Civ. P. 41(b) for failure to follow a court order. ECF No. 23 (adopting ECF No. 14). Herriott appealed, and on October 25, 2022, the United States Court of Appeals for the Fourth Circuit vacated and remanded the court’s decision. ECF No. 37. The Fourth Circuit found that since the District Court did not resolve the factual question of whether Herriott received timely notice of the magistrate judge’s April 28th order, the Fourth Circuit was unable to determine whether the court properly exercised its discretion in dismissing the action under Rule 41(b). Id. at 2. Further, the Fourth Circuit found that though the district court expressed its agreement with the magistrate judge’s legal analysis on the merits, the court did not expressly base the dismissal on those grounds. Id. at 2–3. The Fourth Circuit vacated and remanded the order to the district court for

further proceedings consistent with the Fourth Circuit’s decision. ECF No. 38. Following the Fourth Circuit’s remand order, the court now resolves the factual question of whether Herriott received timely notice, reviews whether the complaint should be dismissed under Rule 41(b), and evaluates the merits of Herriott’s claims. II. STANDARD Herriott filed his complaint pursuant to 28 U.S.C. § 1915, which permits an indigent litigant to commence an action in federal court without prepaying the administrative costs of proceeding with the lawsuit. To protect against possible abuses of this privilege, the statute allows a district court to dismiss the case upon a finding that the action fails to state a claim on which relief may be granted or is frivolous or malicious. 28 U.S.C. § 1915(e)(2)(B)(i), (ii). A finding of frivolity can be made where the complaint lacks an arguable basis either in law or in fact. Denton v. Hernandez, 504 U.S. 25, 31 (1992); Wilcox v. Brown, 877 F.3d 161, 166 (4th Cir. 2017) (explaining that

standards for dismissal under § 1915A for failure to state a claim are the same as for Fed. R. Civ. P. 12(b)(6)). A claim based on a meritless legal theory may be dismissed sua sponte under 28 U.S.C. § 1915(e)(2)(B). See Neitzke v. Williams, 490 U.S. 319, 327 (1989). “Pro se complaints and pleadings, however inartfully pleaded, must be liberally construed and held to less stringent standards than formal pleadings drafted by lawyers.” Alley v. Yadkin Cnty.

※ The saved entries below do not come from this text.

PR #170, opened 2026-08-14
feat(tasks): expose backend-neutral Git review summary

giuliastro:
Superseded by #172, which carries the backend-neutral task diff/review summary together with the task-first client and integration fixes.

Closing this PR so review and eventual merge happen through one consolidated path only.

### DIFF
--- a/bridge/src/task-review.js
+++ b/bridge/src/task-review.js
@@ -1,0 +1,51 @@
+function text(result) {
+  return String(result?.stdout ?? "")
+}
+
+function count(value) {
+  if (value === "-") return null
+  const parsed = Number.parseInt(value, 10)
+  return Number.isFinite(parsed) ? parsed : null
+}
+
+export function parseNumstat(output) {
+  return output.split(/\r?\n/).filter(Boolean).flatMap((line) => {
+    const [additions, deletions, ...pathParts] = line.split("\t")
+    const path = pathParts.join("\t")
+    if (!path) return []
+    return [{ path, additions: count(additions), deletions: count(deletions), untracked: false }]
+  })
+}
+
+export async function inspectTaskDiff(workspace, worktreeManager) {
+  const status = await worktreeManager.inspect(workspace)
+  const sourceHead = text(await worktreeManager.runGit(["-C", workspace.source, "rev-parse", "HEAD"])).trim()
+  const tracked = parseNumstat(text(await worktreeManager.runGit([
+    "-C", workspace.path, "diff", "--numstat", sourceHead, "--"
+  ])))
+  const trackedPaths = new Set(tracked.map((file) => file.path))
+  const untracked = text(await worktreeManager.runGit([
+    "-C", workspace.path, "ls-files", "--others", "--exclude-standard"
+  ])).split(/\r?\n/).filter(Boolean).filter((path) => !trackedPaths.has(path)).map((path) => ({
+    path,
+    additions: null,
+    deletions: null,
+    untracked: true
+  }))
+  const files = [...tracked, ...untracked].sort((left, right) => left.path.localeCompare(right.path))
+  const knownAdditions = files.reduce((total, file) => total + (file.additions ?? 0), 0)
+  const knownDeletions = files.reduce((total, file) => total + (file.deletions ?? 0), 0)
+
+  return {
+    managed: status.managed,
+    source: workspace.source,
+    sourceHead,
+    branch: workspace.branch,
+    dirty: status.dirty,
+    fileCount: files.length,
+    additions: knownAdditions,
+    deletions: knownDeletions,
+    hasUnknownLineCounts: files.some((file) => file.additions === null || file.deletions === null),
+    files
+  }
+}
--- a/bridge/src/task-review.js
+++ b/bridge/src/task-review.js
@@ -8,10 +8,18 @@ function count(value) {
   return Number.isFinite(parsed) ? parsed : null
 }
 
+function records(output) {
+  return output.includes("\0") ? output.split("\0").filter(Boolean) : output.split(/\r?\n/).filter(Boolean)
+}
+
 export function parseNumstat(output) {
-  return output.split(/\r?\n/).filter(Boolean).flatMap((line) => {
-    const [additions, deletions, ...pathParts] = line.split("\t")
-    const path = pathParts.join("\t")
+  return records(output).flatMap((record) => {
+    const firstTab = record.indexOf("\t")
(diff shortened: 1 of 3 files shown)


bridge/src/task-review.js
```diff
@@ -0,0 +1,51 @@
...
+    return [{ path, additions: count(additions), deletions: count(deletions), untracked: false }]
+  })
+}
+
+export async function inspectTaskDiff(workspace, worktreeManager) {
+  const status = await worktreeManager.inspect(workspace)
+  const sourceHead = text(await worktreeManager.runGit(["-C", workspace.source, "rev-parse", "HEAD"])).trim()
+  const tracked = parseNumstat(text(await worktreeManager.runGit([
+    "-C", workspace.path, "diff", "--numstat", sourceHead, "--"
+  ])))
```
giuliastro, line 33: **A renamed file comes back as one entry whose `path` is not a path.**

`diff.renames` has defaulted to true since Git 2.9, so `git diff --numstat` emits rename pairs as a single composite line. I ran it against a scratch repo — rename `old.txt` → `new.txt`, then append a line:

```
$ git diff --numstat $BASE --
1	0	old.txt => new.txt
```

That parses into `{ path: "old.txt => new.txt", additions: 1, deletions: 0 }`. Two consequences, both reaching the client:

- the file list shows a string no client can resolve — it cannot be opened, fetched or matched against anything;
- `trackedPaths` then holds that composite, so the untracked dedup at line 27 stops working for either side of the rename;
- and the counts describe the *rename-adjusted* delta (`1/0`) rather than the work done, which reads as a one-line change for what may be a wholesale move.

`--no-renames` gives honest, resolvable entries for the same commit:

```
$ git diff --no-renames --numstat $BASE --
4	0	new.txt
0	3	old.txt
```

That is the right default for a review payload: a rename genuinely is a delete plus an add as far as "what does this task's work consist of" is concerned, and every path is real. If rename pairing is wanted later it should be added deliberately, with `-z` so the two paths arrive as separate fields instead of inside one string.

---

bridge/src/task-review.js
```diff
@@ -0,0 +1,51 @@
...
+  const trackedPaths = new Set(tracked.map((file) => file.path))
+  const untracked = text(await worktreeManager.runGit([
+    "-C", workspace.path, "ls-files", "--others", "--exclude-standard"
+  ])).split(/\r?\n/).filter(Boolean).filter((path) => !trackedPaths.has(path)).map((path) => ({
```
giuliastro: **Any non-ASCII filename arrives C-quoted, escapes and surrounding quotes included.**

`core.quotePath` defaults to true, and `WorktreeManager.runGit` passes no `-c` overrides. Same scratch repo, an untracked file named `perché.md`:

```
$ git ls-files --others --exclude-standard
"perch\303\251.md"
```

That literal 18-character string — quotes included — is what lands in `files[].path` and goes out over `/v1/tasks/:id/diff`. For an Italian, French, German, Spanish or Chinese repository this is not an edge case, it is most of the file names. The same applies to the numstat paths on line 24.

The fix is one flag on both calls:

```
$ git -c core.quotePath=false ls-files --others --exclude-standard
perché.md
```

Better still, set it once in `WorktreeManager.runGit` so every current and future git call in the daemon is UTF-8 clean — `inspect()` only counts porcelain lines today, so nothing else is affected, but the next command that reads a path will hit exactly this.

Two related notes while you are in here:

- A path containing a literal tab stays quoted even with `quotePath=false`, and `parseNumstat` splits on `\t`. The `pathParts.join("\t")` on line 15 shows the case was anticipated, but a quoted path is still not the real one. `-z` on both commands solves quoting and separators together and is the durable answer; if you take `-z`, the parser splits on `\0` and the `join` goes away.
- Neither case has a test. A rename and an accented filename would be two short additions to `task-review.test.js`, and they are the two that will actually be hit.

---

giuliastro (commented):
## Review of #170 — Git review summary

Read `task-review.js`, the finish-server routing change and the new tests, then reproduced the git behaviour in a scratch repository rather than reasoning about it from memory.

**Verdict: correct shape, correct scope, two real bugs in the path handling — both proven, both one flag to fix.**

### What is right

- **Read-only, and structurally so.** No `worktreeManager.cleanup`, no store write, no state change; the route is a pure projection. For the first piece of the review loop that is the correct place to start.
- **It slots into the existing server without disturbing it.** One route constant, one `inspectDiff` flag folded into the existing guard, and `(resultMatch ?? diffMatch ?? finishMatch)` extended in the obvious way. The reconciliation await and the authentication call are inherited rather than re-implemented — no fourth copy of `authenticate`.
- **The non-worktree branch returns the same shape with zeroes** instead of a 404 or a special case, so a client renders one component for both. That consistency was the right instinct in #164 and is right again here.
- **Binary handling is honest.** `count("-") → null` plus `hasUnknownLineCounts` says "this file changed, the line count is not a meaningful number" rather than silently reporting 0 and understating the diff.
- **The diff is taken in the worktree against the source head**, so uncommitted work is included. For "what has this task actually done" that is the right base — a client would otherwise show nothing until the agent commits.
- **`--exclude-standard` and the `trackedPaths` dedup** mean the untracked list is what a person would call untracked, not everything gitignored.
- **Allowing the route while the task is still running**, unlike `/finish`, is a deliberate and correct asymmetry: looking is safe, finalizing is not. The test names it as a point-in-time view.

### The two bugs

1. **Renames produce a composite non-path** (comment on line 22): `git diff --numstat` emits `old.txt => new.txt` as a single field, which is unresolvable by any client, breaks the untracked dedup, and reports rename-adjusted counts. `--no-renames` gives two honest entries.
2. **Non-ASCII filenames arrive C-quoted** (comment on line 26): `core.quotePath` defaults to true, so `perché.md` goes out as `"perch\303\251.md"`. On an Italian or Chinese repository that is not an edge case, it is most of the file list. `-c core.quotePath=false`, ideally set once in `runGit`.

Both are invisible in the current tests because every fixture uses ASCII names and no rename.

### Where this leaves the loop

`diff` is the honest first slice of `run → diff → tests → review → PR`, and stopping here was right — the next two steps are where it stops being a read. Running a project's tests means executing arbitrary code from a repository on a machine the user is not sitting at, and opening a PR means acting under their identity on an external service. Both need an explicit policy about what may run, under whose credentials, and what a phone-sized confirmation can honestly convey about a command it is about to execute somewhere else. Worth designing before either is built, and this PR is the right thing to have shipped first.

Once the two path fixes land I would merge this ahead of #167/#168 — it is independent, it is green, and nothing else depends on it.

Sheriff Dep’t, 698 F. App’x 141, 142 (4th Cir. 2017) (citing Erickson v. Pardus, 551 U.S. 89, 94 (2007)). Liberal construction is particularly appropriate where, as here, there is a pro se complaint raising civil rights issues. Martin v. Duffy, 858 F.3d 239, 248 (4th Cir. 2017) (quotation marks and citations omitted). The

“complaint should not be dismissed for failure to state a claim unless after accepting all well-pleaded allegations in the plaintiff's complaint as true and drawing all reasonable factual inferences from those facts in the plaintiff's favor, it appears certain that the plaintiff cannot prove any set of facts in support of his claim entitling him to relief.” Id. (internal quotation marks and citations omitted).